## Work to be completed
Scan the records for the string "debug"; copy each line where it occurs.

START Supplied information

Issue #1, opened 2018-03-05
Redesign Passphrase


slush0:
Make the workflow same for client for both non-passphrase device and passphrase device. Currently, client receives state only when passphrase is enabled.

prusnak:
Related to Protocol redesign: https://github.com/trezor/trezor-firmware/issues/79

andrewkozlik:
Some good points about passphrase design were made here: https://www.reddit.com/r/Bitcoin/comments/bp0nqs/trezor_or_ledger_which_one_is_better/enof517?utm_source=share&utm_medium=web2x

To summarize:
- Make it possible to easily switch between passphrases on the fly.
- Get rid of enable/disable passphrase as a configuration option. There should be no indication of whether in the past the device was used with a (non-empty) passphrase or not.
- Use a 2nd PIN to unlock the device and automatically enter a preconfigured passphrase.

I think the first two points can be solved by adding a "Switch passphrase" button to the web wallet. As for the third point, I actually think that this is in contradiction with plausible deniability. For one thing, there is likely to be some side-channel information, which could reveal whether the primary or secondary PIN was entered. So in general I am not too keen on supporting multiple PINs. However, I would like to make it possible to configure a default passphrase which would be automatically used upon start-up. The reason is that people may want to use a passphrase for various reasons:
- Plausible deniability, i.e. to have a real wallet and a decoy wallet.
- Providing additional protection, because they do not trust the PIN and hardware to protect their seed if the wallet is stolen.
- Providing additional protection in case their paper backup is stolen.
Say you are worried about protecting your paper backup but you trust the hardware and PIN to provide sufficient protection. In that case entering a passphrase during every start-up can be a real burden, which is why you'd like to configure it.

prusnak:
I strongly agree with the first and second Reddit suggestions. Strongly Disagree with the third one.

>  I would like to make it possible to configure a default passphrase which would be automatically used upon start-up.

Where would this passphrase be stored? I think it is antipattern to store it anywhere. For various usability and security reasons.

matejcik:
agree with @prusnak. Mainly because if passphrase is stored, it becomes another piece of "static" data that you don't remember after a month of not needing it, and you need to back it up somehow. Either you add it to the seed (which defeats point (3)), or you handle it separately (which gives you a brand new point of failure).

andrewkozlik:
> Where would this passphrase be stored? I think it is antipattern to store it anywhere. For various usability and security reasons.

[...]

PR #3710, opened 2024-04-11
feat(core): add ability to request backups with any number of groups/shares.

### LINKED ISSUE #3636: Allow invocation of single-share SLIP-39 backup
The Shamir backup workflow in Trezor currently requires the user to select the number of shares and the threshold on Trezor. We want to make it possible for Suite to bypass this process and invoke 1-of-1 SLIP-39 backup on Trezor. I see a simple solution and a more generic solution.

### Solution 1

Add a new backup type `Slip39_Single`:
```proto
enum BackupType {
    Bip39 = 0;              // also called "Single Backup", see BIP-0039
    Slip39_Basic = 1;       // also called "Shamir Backup", see SLIP-0039
    Slip39_Advanced = 2;    // also called "Super Shamir" or "Shamir with Groups", see SLIP-0039#two-level-scheme
    Slip39_Single = 3;      // also called "Single Shamir", see SLIP-0039
}
```

If `Slip39_Single`, then the message handlers for `BackupDevice` and `ResetDevice` with `skip_backup==false` will go directly to the seed backup:

```py
async def backup_seed(backup_type: BackupType, mnemonic_secret: bytes) -> None:
    ...
    elif backup_type == BAK_T_SLIP39_SINGLE:
        await _backup_slip39_single(mnemonic_secret)
    ...

async def _backup_slip39_single(encrypted_master_secret: bytes) -> None:
    identifier = storage_device.get_slip39_identifier()
    iteration_exponent = storage_device.get_slip39_iteration_exponent()
    if identifier is None or iteration_exponent is None:
        raise ValueError

    mnemonics = slip39.split_ems(1, [(1, 1)], identifier, iteration_exponent, encrypted_master_secret)[0]
    await layout.slip39_basic_show_and_confirm_shares(mnemonics)
```

### Solution 2

Make it possible for Suite to specify the exact parameters of the Shamir backup. Extend `BackupDevice` with the following parameters:

```proto
message BackupDevice {
   optional uint32 group_threshold = 1;
   repeated uint32 member_thresholds = 2;
   repeated uint32 member_counts = 3;
}
```
The firmware will check that the following conditions are met:
- All three fields must be present or all three must be absent.
- The fileds must not be present if backup type is `Bip39`.
- `member_thresholds` must be the same length as `member_counts`.

There is no need to do other sanity checks like `group_threshold` being at most the number of groups etc., because that is done by `split_ems()`.

As an alternative:
```proto
message BackupDevice {
   optional uint32 group_threshold = 1;
   message Slip39Group {
       optional uint32 member_threshold = 1;
       optional uint32 member_count = 2;
   }
   repeated Slip39Group groups = 2;
}
```
Similar conditions as in the previous case need to be checked by the firmware.

The `BackupDevice` message handler goes directly to the backup process if the parameters are specified:
```py
async def backup_seed(backup_type: BackupType, mnemonic_secret: bytes, group_threshold: int, groups: list[tuple[int, int]]) -> None:
    if group_threshold:
        await _backup_slip39(mnemonic_secret, group_threshold, groups)
        return;
    ...

async def _backup_slip39(encrypted_master_secret: bytes, group_threshold: int, groups: list[tuple[int, int]]):
    identifier = storage_device.get_slip39_identifier()
    iteration_exponent = storage_device.get_slip39_iteration_exponent()
    if identifier is None or iteration_exponent is None:
        raise ValueError

    # generate the mnemonics
    mnemonics = slip39.split_ems(
        group_threshold,
        groups,
        identifier,
        iteration_exponent,
        encrypted_master_secret,
    )

    # show and confirm individual shares
    if len(groups) == 1:
        await layout.slip39_basic_show_and_confirm_shares(mnemonics)
    else
        await layout.slip39_advanced_show_and_confirm_shares(mnemonics)
```

- Should we go with the three-field representation or the `Slip39Group` sub-message?
- Should we also put the parameters in `ResetDevice`? I feel we shouldn't, because if `skip_backup==true`, then it doesn't really make sense or we'd have to store the parameters in storage. Suite defers backup anyway.
- Should we be pedantic about not allowing multiple groups when backup type was selected as `Slip39_Basic`? I don't think we should.
- Should there be a confirmation screen on Trezor repeating the numbers of shares and thresholds before backup commences? I think it's not needed.

### Further notes

- When the Shamir backup is 1-of-1, we shouldn't be showing the `Recovery share #1` and `Check share #1`, just `Recovery seed` and `Check seed` like we do in BIP-39 backup. Ideally even if the user manually configures 1-of-1, i.e. special handling in `slip39_basic_show_and_confirm_shares()` when `len(shares) == 1`, just `show_share_words(share)` and `await _share_words_confirmed(None, share_words)`.

ibz:
Fixes #3636


Hannsek:
@matejcik Do we want to merge it into main if we want to release one more fw in May?

matejcik:
> Do we want to merge it into main if we want to release one more fw in May?

no reason not to. this feature can be present in fw and inactive in Suite.

matejcik (commented):
please add new tests for the new behavior, and make sure the old tests are passing

core/src/apps/management/reset_device/__init__.py
```diff
@@ -213,8 +207,19 @@ def _compute_secret_from_entropy(
     return secret
 
 
-async def backup_seed(backup_type: BackupType, mnemonic_secret: bytes) -> None:
-    if backup_type == BAK_T_SLIP39_BASIC:
+async def backup_seed(backup_type: BackupType, mnemonic_secret: bytes, group_threshold: int | None = None, groups: list[tuple[int, int]] = None) -> None:
```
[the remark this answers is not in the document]
matejcik: make it a `Collection` then

python/src/trezorlib/cli/device.py
```diff
@@ -295,7 +302,7 @@ def unlock_bootloader(client: "TrezorClient") -> str:
 
 
 @cli.command()
-@click.argument("enable", type=ChoiceType({"on": True, "off": False}), required=False)
+@click.argument("enable", type=ChoiceType({"on": True, "off": False}))
```
matejcik, line 305: `required` defaults to `False` for _options_
not for arguments. this change is not actually a no-op

tests/input_flows.py
```diff
@@ -1375,13 +1376,59 @@ def input_flow_t3t1(self) -> BRGeneratorType:
...
         # Mnemonic phrases
-        self.mnemonics = yield from load_5_shares(self.debug)
+        self.mnemonics = yield from load_N_shares(self.debug, 5)
 
         br = yield  # safety warning
         assert br.code == B.Success
         self.debug.press_yes()
 
 
+class InputFlowSlip39SingleBackup(InputFlowBase):
```
matejcik, line 1386: is this identical to `BasicBackup` except for the 1 ? then perhaps make the `BasicBackup` parametrized instead?

(this will then let you parametrize `test_backup_single` with different configurations sent from Suite)

tests/device_tests/test_msg_backup_device.py
```diff
@@ -111,6 +112,36 @@ def test_backup_slip39_advanced(client: Client, click_info: bool):
     assert expected_ms == actual_ms
 
 
+@pytest.mark.skip_t1b1
+@pytest.mark.setup_client(needs_backup=True, mnemonic=MNEMONIC_SLIP39_ADVANCED_20)
+@pytest.mark.parametrize(
+    "click_info", [True, False], ids=["click_info", "no_click_info"]
+)
+def test_backup_slip39_single(client: Client, click_info: bool):
```
matejcik, line 120: please parametrize this by a couple combinations, e.g., 1 of 1, 2 of 2, 3 of 5

core/src/apps/management/backup_device.py
```diff
@@ -18,14 +18,19 @@ async def backup_device(msg: BackupDevice) -> Success:
...
-    mnemonic_secret, mnemonic_type = mnemonic.get()
+    mnemonic_secret, backup_type = mnemonic.get()
     if mnemonic_secret is None:
         raise RuntimeError
 
     storage_device.set_unfinished_backup(True)
     storage_device.set_backed_up()
 
-    await backup_seed(mnemonic_type, mnemonic_secret)
+    await backup_seed(
```
matejcik, line 28: ...now you should be checking, before you call `backup_seed`, the validity of arguments
(i.e., BIP39 has no groups and no group threshold; if group threshold is specified, at least that many groups are specified, etc.)

tests/input_flows.py
ibz: No, `BasicBackup` needs to get the number of shares and threshold as well.

matejcik: makes sense, but this one should be parametrized then

matejcik:
the Suite-initiated backup must skip the initial checklist
i.e., this screen must not be there:
image

in its place, a confirmation screen will be shown: "do you want to create a <M>-of-<N> Shamir backup?"
@Hannsek do we have design?

for 1-of-1 backup specifically, the title of the screen should be "Recovery share" (or just Recovery seed? @Hannsek) instead of "Share #1"

anything i'm missing @Hannsek ?
here is the current flow, starts at screen 10 https://data.trezor.io/dev/firmware/ui_report/8723408386/T2T1-en-core_click_test/passed/TT_en-click_tests-test_backup_slip39_single.py%3A%3Atest_backup_slip39_single%5B1of1%5D.html

Hannsek:
> in its place, a confirmation screen will be shown: "do you want to create a -of- Shamir backup?"
> @Hannsek do we have design?

No it won't be shown. The standard (BIP39) wallet creation flow will be shown. See [here](https://www.figma.com/file/WbzQVEk1WzP0n9lRMJUB9S/%E3%80%94-Prod-%E3%80%95Model-T?type=design&node-id=26%3A4185&mode=design&t=D4Wd3L0JcopfrDiW-1). Instead of 12 words we'll show 20 words.

Hannsek:
> for 1-of-1 backup specifically, the title of the screen should be "Recovery share" (or just Recovery seed? @Hannsek) instead of "Share https://github.com/trezor/trezor-firmware/issues/1"

Actually, it should be Wallet backup. We'll update the flows in figma so it is accurate there.

matejcik:
> > in its place, a confirmation screen will be shown: "do you want to create a -of- Shamir backup?"
> > @Hannsek do we have design?
> 
> No it won't be shown. The standard (BIP39) wallet creation flow will be shown. See [here](https://www.figma.com/file/WbzQVEk1WzP0n9lRMJUB9S/%E3%80%94-Prod-%E3%80%95Model-T?type=design&node-id=26%3A4185&mode=design&t=D4Wd3L0JcopfrDiW-1). Instead of 12 words we'll show 20 words.

I believe it must be shown in cases other than 1-of-1. It's (a) kind of a security parameter, and (b) good UX to tell the user up front that they'll be writing down 8 shares

core/src/apps/management/backup_device.py
ibz: Why here and not *inside* `backup_seed`: https://github.com/trezor/trezor-firmware/pull/3710/files#diff-35a83e5f83f9aef28cfd412567ff6f0ae1fd985bba5779cc682f0f38fb6d47ffR223

Hannsek:
Oh yes, definitely. I was thinking about 1-of-1 in my comment.

ibz:
> for 1-of-1 backup specifically, the title of the screen should be "Recovery share" instead of "Share #1"

Should we also change "Recovery share #{0} checked successfully"?

I am thinking about how this will affect translations. Maybe we should introduce new strings rather than pass "" to the format, because it's not guaranteed that would make sense in all languages?

core/src/apps/management/backup_device.py
matejcik: Separation of responsibilities? `backup_seed` just asserts that its arguments are correct and then does its thing -- which is, specifically, directing the parameters to the appropriate layout function. Adding the validation in there is (a) pushing _user-facing errors_ further away from the user-provided values, and (b) tacking on new functionality onto `backup_seed`, namely, caring for user-generated error states.

Speaking of, maybe `backup_seed` should stay unmodified and we should do "if parameters are provided then launch `_backup_slip39` directly" inline here. (the other code path for `backup_seed` doesn't care about that functionality)

matejcik:
> I am thinking about how this will affect translations. Maybe we should introduce new strings rather than pass "" to the format, because it's not guaranteed that would make sense in all languages?

more like, change & reuse BIP39 strings

Hannsek:
Please use layouts and strings from BIP39 flow. It should look the same, the only difference should be 20 words instead of 12.

tests/device_tests/test_msg_backup_device.py
```diff
@@ -111,6 +112,37 @@ def test_backup_slip39_advanced(client: Client, click_info: bool):
...
+    assert client.features.needs_backup is False
+    assert client.features.unfinished_backup is False
+    assert client.features.no_backup is False
+    assert client.features.backup_type is messages.BackupType.Slip39_Advanced
+
+    expected_ms = shamir.combine_mnemonics(MNEMONIC_SLIP39_ADVANCED_20)
+    actual_ms = shamir.combine_mnemonics(
+        IF.mnemonics[:3] + IF.mnemonics[5:8] + IF.mnemonics[10:13]
+    )
+    assert expected_ms == actual_ms
```
matejcik, line 143: you should probably be using `MNEMONIC_SLIP39_BASIC_20_3of6` because for that you also get a `MNEMONIC_SLIP39_BASIC_20_3of6_SECRET` to test against, instead of having to call `combine_mnemonics`

the code for `actual_ms` is wrong
far as I can understand, `IF.mnemonics` is a list of individual shares, right?
you should `assert len(IF.mnemonics) == share_count`
you should also assert that any(?) combination of `share_threshold` mnemonics out of `IF.mnemonics` combines into `MNEMONIC_SLIP39_BASIC_20_3of6_SECRET`

(honestly, probably just checking the last N shares is enough, no need to iterate the combinations)

core/src/apps/management/reset_device/__init__.py
```diff
@@ -155,23 +149,57 @@ async def _backup_slip39_advanced(encrypted_master_secret: bytes) -> None:
...
+            await layout.slip39_basic_show_and_confirm_shares(mnemonics[0])
+        else:
+            await layout.slip39_advanced_show_and_confirm_shares(mnemonics)
+
+
+def _get_slip39_mnemonics(
+    encrypted_master_secret: bytes,
+    group_threshold: int,
+    groups: Sequence[tuple[int, int]],
+):
```
matejcik, line 188: missing return type

core/src/apps/management/reset_device/__init__.py
```diff
@@ -111,31 +113,23 @@ async def reset_device(msg: ResetDevice) -> Success:
...
-    # generate the mnemonics
-    mnemonics = slip39.split_ems(
-        1,  # Single Group threshold
-        [(threshold, shares_count)],  # Single Group threshold/count
-        identifier,
-        iteration_exponent,
-        encrypted_master_secret,
-    )[0]
+    mnemonics = _get_slip39_mnemonics(
+        encrypted_master_secret, group_threshold, [(share_threshold, share_count)]
```
matejcik, line 127: very tiny nit:
```suggestion
        encrypted_master_secret, group_threshold, ((share_threshold, share_count),)
```
we prefer tuples to lists if we at all can
in some places it's because tuples are immutable so semantically more appropriate (e.g., when checking membership in a list of constants)
in other places, like here, because a tuple is just one allocation but a list is two.

core/src/apps/management/backup_device.py
ibz: 39e10c48c0c2978f199d4847a423bf14b36fa8e3

tests/click_tests/test_backup_slip39_single.py
```diff
@@ -0,0 +1,109 @@
...
+
+
+pytestmark = [pytest.mark.skip_t1b1]
+
+
+@pytest.mark.parametrize(
+    "group_threshold, share_threshold, share_count",
+    [
+        pytest.param(1, 1, 1, id="1of1"),
+    ],
```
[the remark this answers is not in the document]
ibz: 39e10c48c0c2978f199d4847a423bf14b36fa8e3

tests/device_tests/test_msg_backup_device.py
ibz: 39e10c48c0c2978f199d4847a423bf14b36fa8e3

matejcik (approved):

END Supplied information

## Written solution
-        self.mnemonics = yield from load_5_shares(self.debug)
+        self.mnemonics = yield from load_N_shares(self.debug, 5)
         self.debug.press_yes()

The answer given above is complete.